2. Type 1 diabetes may develop more slowly than thought
“Traditionally, it was thought that beta cell function completely ceased in patients with advanced type 1 diabetes. However, data from this study and others suggest that the pancreas continues to function at some level even decades after the onset of type 1 diabetes,” study leader Dr. Denise Faustman, director of the MGH Immunobiology Laboratory, said in a hospital news release.

This could mean different treatments may help. And could also answer the question about why do our isnulin requitments change!

The article was on the Medicinenet online

3. Smartphone apps could replace appointments for diabetes patients
I know I like my gadgets so I think there is some merit in this but nothing can replace your consultation with your DSN or consultant.

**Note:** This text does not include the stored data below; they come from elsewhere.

PR #773, opened 2024-11-15
feat: batching for reads and smart-account writes

d4mr:
Test `read` with example curl:

```
curl --request POST \
  --url http://localhost:3005/contract/421614/read-batch \
  --header 'Authorization: Bearer {{authToken}}' \
  --header 'content-type: application/json' \
  --data '{
  "calls": [
    {
      "contractAddress": "0x75faf114eafb1BDbe2F0316DF893fd58CE46AA4d",
      "functionName": "name"
    },
    {
      "contractAddress": "0x75faf114eafb1BDbe2F0316DF893fd58CE46AA4d",
      "functionName": "totalSupply"
    }
  ]
}'
```

Test `write` cURL example:
```
curl --request POST \
  --url http://localhost:3005/backend-wallet/84532/send-transactions-atomic \
  --header 'Authorization: Bearer {{authToken}}' \
  --header 'Content-Type: application/json' \
  --header 'x-backend-wallet-address: <use a smart backend wallet> \
  --data '{
  "transactions": [
    {
      "toAddress": "0x5175E053bE7BDC74896C0D8675590FfbCbfe2E73",
      "value": "0",
      "data": "0xe5071b8e"
    },
    {
      "toAddress": "0x5175E053bE7BDC74896C0D8675590FfbCbfe2E73",
      "value": "0",
      "data": "0xe5071b8e"
    }
  ]
}
```
`0xe5071b8e` is the function selector for `incrementCount()`, and `0x5175E053bE7BDC74896C0D8675590FfbCbfe2E73` is deployed on [base sepolia](https://sepolia.basescan.org/address/0x5175E053bE7BDC74896C0D8675590FfbCbfe2E73). On checking status of queued transaction, and viewing event logs for the sent transaction, logs from `0x51..73` should be visilble.

image

---

## PR-Codex overview
This PR introduces support for batch operations in transaction processing, enhancing the ability to handle multiple transactions atomically. It includes new schemas, routes, and methods for batch reading and sending transactions, as well as updates to existing transaction handling.

### Detailed summary
- Added `batchOperations` field to various schemas and types.
- Introduced `sendTransactionBatchAtomic` route for atomic transaction processing.
- Created `readBatchRoute` for batch reading from multiple contracts.
- Updated transaction handling to support batch operations.
- Enhanced error handling for wallet details retrieval.
- Modified OpenAPI URL in `generate-sdk.ts` for local development.
- Implemented caching for wallet details to improve performance.


d4mr:
changelog

src/server/routes/contract/read/read-batch.ts
```diff
@@ -0,0 +1,170 @@
...
+      const { calls, multicallAddress = MULTICALL3_ADDRESS } = request.body;
+
+      const chainId = await getChainIdFromChain(chainSlug);
+      const chain = await getChain(chainId);
+
+      try {
+        // Encode each read call
+        const encodedCalls = await Promise.all(
+          calls.map(async (call) => {
+            const contract = await getContract({
```
kien-ngo, line 86: You don't have to await getContract btw

src/server/routes/contract/read/read-batch.ts
```diff
@@ -0,0 +1,170 @@
...
+  chain: Type.String(),
+});
+
+type RouteGeneric = {
+  Params: { chain: string };
+  Body: Static<typeof readMulticallRequestSchema>;
+  Reply: Static<typeof responseSchema>;
+};
+
+export async function readMulticall(fastify: FastifyInstance) {
```
arcoraven, line 58: Small nit and non-blocking: I started calling route names `readMulticallRoute`. The reason is we have so many exported functions that end up having the same name (for example: `createAccessToken` might be the route, or the cached call, or the raw db call, who knows?)

So having that suffix is nice for clarity.

src/server/routes/contract/read/read-batch.ts
```diff
@@ -0,0 +1,170 @@
...
+const readCallRequestItemSchema = Type.Object({
+  contractAddress: Type.String(),
+  functionName: Type.String(),
+  functionAbi: Type.Optional(Type.String()),
+  args: Type.Optional(Type.Array(Type.Any())),
+});
+
+const readMulticallRequestSchema = Type.Object({
+  calls: Type.Array(readCallRequestItemSchema),
+  multicallAddress: Type.Optional(Type.String()),
```
arcoraven, line 36: Why would someone want to override this?

src/server/routes/contract/read/read-batch.ts
```diff
@@ -0,0 +1,170 @@
...
+};
+
+export async function readMulticall(fastify: FastifyInstance) {
+  fastify.route<RouteGeneric>({
+    method: "POST",
+    url: "/contract/:chain/read-batch",
+    schema: {
+      summary: "Batch read from multiple contracts",
+      description:
+        "Execute multiple contract read operations in a single call using Multicall3",
```
arcoraven, line 65: Lets sync on how we expose the "multicall" concept. I think we either make it clear this is a multicall (e.g. the route name is multicall) or remove it entirely. It's confusing to have both "read batch" and "multicall" used interchangeably.

src/server/routes/contract/read/read-batch.ts
```diff
@@ -0,0 +1,170 @@
...
+              contract,
+              method,
+              params: call.args || [],
+              // stubbing gas values so that the call can be encoded
+              maxFeePerGas: 30n,
+              maxPriorityFeePerGas: 1n,
+              value: 0n,
+            });
+
+            const calldata = await resolvePromisedValue(transaction.data);
```
arcoraven, line 106: Don't use resolvePromisedValue. I should add a `@deprecated` tag on the function. Use this instead:
```suggestion
const callData = await encode(transaction);
```

src/server/routes/contract/read/read-batch.ts
```diff
@@ -0,0 +1,170 @@
...
+              (await resolveMethod(call.functionName)(contract));
+
+            const transaction = prepareContractCall({
+              contract,
+              method,
+              params: call.args || [],
+              // stubbing gas values so that the call can be encoded
+              maxFeePerGas: 30n,
+              maxPriorityFeePerGas: 1n,
+              value: 0n,
```
arcoraven, line 103: Do these need to be stubbed? What happens if we leave them undefined?

src/server/routes/contract/read/read-batch.ts
```diff
@@ -0,0 +1,170 @@
...
+          );
+
+          const decoded = decodeAbiParameters(
+            outputs,
+            returnData as `0x${string}`,
+          );
+
+          return {
+            success,
+            result: success ? bigNumberReplacer(decoded) : null,
```
arcoraven, line 152: We should not need bigNumberReplacer. We're on v5 SDK which does not rely on ethers.

src/server/routes/contract/read/read-batch.ts
```diff
@@ -0,0 +1,170 @@
...
+export async function readMulticall(fastify: FastifyInstance) {
+  fastify.route<RouteGeneric>({
+    method: "POST",
+    url: "/contract/:chain/read-batch",
+    schema: {
+      summary: "Batch read from multiple contracts",
+      description:
+        "Execute multiple contract read operations in a single call using Multicall3",
+      tags: ["Contract"],
+      operationId: "readMulticall",
```
arcoraven, line 67: `readBatch` is preferred since "multicall" is the underlying approach but the use case is a batch read.

arcoraven (approved):

joaquim-verges (approved):

src/server/routes/backend-wallet/send-transactions-atomic.ts
```diff
@@ -0,0 +1,151 @@
...
+
+export async function sendTransactionsAtomicRoute(fastify: FastifyInstance) {
+  fastify.route<{
+    Params: Static<typeof walletChainParamSchema>;
+    Body: Static<typeof requestBodySchema>;
+    Reply: Static<typeof transactionWritesResponseSchema>;
+    Querystring: Static<typeof requestQuerystringSchema>;
+  }>({
+    method: "POST",
+    url: "/backend-wallet/:chain/send-transactions-atomic",
```
arcoraven, line 48: There's already a `/send-transactions-batch`. IMO introducing `/send-transactions-atomic` will confuse the dev.

WDYT about reusing the same handler and branching the logic if SBW? In the docs we'd then need to clarify "Order is guaranteed for SBW only. If non-SBW, order is not guaranteed".

If you still want two separate paths, I'd prefer avoiding a new term (atomic) and using simpler language, like `/send-transaction-batch-ordered`. Or `/send-userop-batch` to make it clear it's for smart wallets.

joaquim-verges, line 48: maybe send-batch-transaction ? we kinda use that language already in the sdk and docs

src/server/routes/backend-wallet/send-transactions-atomic.ts
```diff
@@ -0,0 +1,151 @@
...
+  transactions: Type.Array(
+    Type.Object({
+      toAddress: Type.Optional(AddressSchema),
+      data: Type.String({
+        examples: ["0x..."],
+      }),
+      value: Type.String({
+        examples: ["10000000"],
+      }),
+    }),
```
arcoraven, line 36: Non-blocking: These are the minimal args of a "raw transaction" and may be useful to DRY since it's used in a few places. Then we can add descriptions too.

src/server/routes/backend-wallet/send-transactions-atomic.ts
```diff
@@ -0,0 +1,151 @@
...
+  type ParsedWalletDetails,
+  WalletDetailsError,
+} from "../../../shared/db/wallets/get-wallet-details";
+import { createCustomError } from "../../middleware/error";
+
+const requestBodySchema = Type.Object({
+  transactions: Type.Array(
+    Type.Object({
+      toAddress: Type.Optional(AddressSchema),
+      data: Type.String({
```
arcoraven, line 30: Use `HexSchema`

src/server/routes/backend-wallet/send-transactions-atomic.ts
```diff
@@ -0,0 +1,151 @@
...
+        }
+      }
+
+      if (transactionRequests.length === 0) {
+        throw createCustomError(
+          "No transactions provided",
+          StatusCodes.BAD_REQUEST,
+          "NO_TRANSACTIONS_PROVIDED",
+        );
+      }
```
arcoraven, line 120: You should be able to assert this in TypeBox: `{ minItems: 1 }`

src/server/routes/backend-wallet/send-transactions-atomic.ts
```diff
@@ -0,0 +1,151 @@
...
+import { createCustomError } from "../../middleware/error";
+
+const requestBodySchema = Type.Object({
+  transactions: Type.Array(
+    Type.Object({
+      toAddress: Type.Optional(AddressSchema),
+      data: Type.String({
+        examples: ["0x..."],
+      }),
+      value: Type.String({
```
arcoraven, line 33: Use `WeiAmountStringSchema`

src/server/routes/backend-wallet/send-transactions-atomic.ts
d4mr: We already have a send-transaction-batch endpoint which just queues up all the transactions and sends them non atomically

src/shared/db/wallets/get-wallet-details.ts
```diff
@@ -1,3 +1,4 @@
+import LruMap from "mnemonist/lru-map";
```
arcoraven, line 1: Nit: LRUMap to be consistent with other places we use this

src/server/routes/contract/read/read-batch.ts
```diff
@@ -0,0 +1,170 @@
...
+          chain,
+          address: multicallAddress,
+          client: thirdwebClient,
+        });
+
+        // Execute batch read
+        const results = await readContract({
+          contract: multicall,
+          method: MULTICALL3_AGGREGATE_ABI,
+          params: [encodedCalls],
```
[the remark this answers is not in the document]
d4mr: There's definitely a limit, but failing and forwarding the error should be fine, no?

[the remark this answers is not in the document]
joaquim-verges: Yeah should be fine

src/server/routes/contract/read/read-batch.ts
```diff
@@ -0,0 +1,170 @@
...
+  chain: Type.String(),
+});
+
+type RouteGeneric = {
+  Params: { chain: string };
+  Body: Static<typeof readMulticallRequestSchema>;
+  Reply: Static<typeof responseSchema>;
+};
+
+export async function readMulticallRoute(fastify: FastifyInstance) {
```
arcoraven, line 62: Nit: I consider multicall the implementation, and any interface higher than this method shouldn't need to know about it. So var/fn names (even if not user facing) don't need to have multicall in them. Maybe `batchReadRoute` or `readBatchRoute`?

src/server/routes/backend-wallet/send-transactions-atomic.ts
joaquim-verges: Why don't you edit that endpoint then? Just do an actual batch if it's a smart backend wallet

src/worker/tasks/send-transaction-worker.ts
```diff
@@ -143,7 +143,14 @@ const _sendUserOp = async (
...
   const toAddress = to ?? target;
-  assert(toAddress, "Invalid transaction parameters: to");
+
+  if (queuedTransaction.batchOperations) {
+    queuedTransaction.batchOperations.map((op) => {
+      assert(op.to, "Invalid transaction parameters: to");
+    });
+  } else {
+    assert(toAddress, "Invalid transaction parameters: to");
+  }
```
arcoraven, line 153: For my understanding:
- in a single userOp, `toAddress` is set.
- in a batch userOp, `toAddress` is not set but it must be set on every batch operation.

What about contract deploys? Is there a toAddress on a userOp to deploy a contract?

src/worker/tasks/send-transaction-worker.ts
```diff
@@ -199,17 +206,25 @@ const _sendUserOp = async (
...
+        }))
+      : [
+          {
+            client: thirdwebClient,
+            chain,
+            ...queuedTransaction,
+            ...overrides,
+            to: getChecksumAddress(toAddress),
+          },
+        ];
```
arcoraven, line 223: We're explicitly ignoring `overrides` in the batch. That said, I recall discussion that gas/gasFee overrides for userOps don't make sense and we should remove them anyway. We should pick one or the other: this code does it both ways (overrides for single userOp, no overrides for batch userOps).

arcoraven: _Non-blocking comment (maybe cleanup for later)_

Single vs batch userOp flows should overlap as much as possible: there should be minimal difference other than the array of transactions being submitted.

That said I think all the "single vs batch userOp" logic should be in one place.

```
// pseudocode
let transactions = []
if (batchOperations) {
  for (op of batchOperations) {
    assert(op.to)
    transactions.push({ ...op, chain, client })
  }
} else {
  transactions.push({ to, data, value, chain, client })
}

// ...the rest of the code doesn't care about batchOperations
```

src/server/routes/backend-wallet/send-transactions-atomic.ts
d4mr: I considered modifying the `send-transaction-batch` endpoint, but decided against it, because:

1. There's legitimate use-cases for non-atomic batching, even when using smart backend wallets. Batching atomically you might run into block gas limit, no limits on non-atomic batching though

2. Because of above reason, we shouldn't auto-force atomic batch on SBW. This might break user expectations, so instead having a `batch?: boolean` option would be good. This isn't easy to add, because existing endpoint takes an expects an array as the transaction body, no easy way to add to request body.
(We can still add to queryParam)

3. Another argument against automatic atomic batching when SBW: we also want to support atomic batching for regular EOA + Account Address style smart accounts.

4. There's also a couple of things don't make sense to share between the two batching strategies. Eg, `idempotency-key`. Non-atomic batching returns multiple queue-ids (`queueIds: string[]`), so an idempotency key doesn't work there, but it does make sense to include when using atomic batching, since there's only one queue-id returned.

5. `shouldSimulate` is not available as a query-param for non-atomic batch, due to latency of individually simulating transactions. But we can allow this for atomic batch.

6. As mentioned before: non atomic batch returns an array of `queueIds`, and atomic batch only returns a single queueId. If we automatically move to atomic batching on the same endpoint, and start returning only a single `queueId` in the array, client code that expects `transactions.length == queueIds.length` might break

Given the number of special cases to handle if we were to merge endpoints, I think having them separate is best.

d4mr: answered why not the same handler in a question above, Joaquim had a similar question.

I do agree the name for the other path could be improved, but I ran out of ideas.

`send-userop-batch` could be misleading since we're creating a single UserOp rather than batching multiple UserOps.

I do like keeping "atomic" in the endpoint name since it's a widely understood term beyond web3 - developers regularly encounter it in databases, filesystems, and other contexts where operations need to succeed or fail as one unit, and it's more precise than "ordered".

I was initially thinking `/send-transaction-batch-atomic` to go along with the existing `/send-transaction-batch`, but felt it would be too long.

src/worker/tasks/send-transaction-worker.ts
d4mr: for contract deployment, it should be `0x0000000000000000000000000000000000000000`

src/worker/tasks/send-transaction-worker.ts
d4mr: > gas/gasFee overrides for userOps don't make sense

the current overrides don't work for userOps correct, but overrides in general can still be changed to use with userOps:

```
type UserOpGasOverrides = {
  callGasLimit?: bigint
  verificationGasLimit?: bigint
  preVerificationGas?: bigint
  maxFeePerGas?: bigint  
  maxPriorityFeePerGas?: bigint
}
```

even in the batch userop flow, there's only a single UserOp being constructed. And gas overrides are applied per UserOp, not per transaction inside the userop.

src/worker/tasks/send-transaction-worker.ts
arcoraven: I thought contract deployment `to = null`? Something to test

src/server/routes/backend-wallet/send-transactions-atomic.ts
arcoraven: You listed enough differences to justify a different endpoint rather than overloading one. :+1:

More thoughts on names:
- /send-ordered-transactions
- /send-userop-batch
- /send-transaction-sequence
I don't have a strong opinion against atomic, seems clear too.

joaquim-verges: ugh i see. is anyone actually using the non-atomic batch endpoint though? seems very niche when you can just send 2 api calls

arcoraven (approved):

The Department of Health is aiming to prescribe health apps for patients who take daily health readings, such as people with diabetes and high blood pressure. Readings entered into an app (smartphone application) could help patients and healthcare professionals to keep a detailed set of health records.

Figures which could be collected include blood sugar level and blood pressure readings. The NHS has collected feedback from its patients on their favourite health apps, providing a list of over 500 different applications.

Health Secretary, Andrew Lansley stated: “Innovation and technology can revolutionise the health service, and we are looking at how the NHS can use these apps for the benefit of patients, including how GPs could offer them for free.”

One of the key questions is over how the NHS will be able to monitor large quantities of data and get meaningful results. The government is due to provide more information on its plans for health data collection and usage within its Information Strategy to be unveiled in the Spring. Health apps have already showed promise. The NHS Direct app has already recorded over 1 million downloads.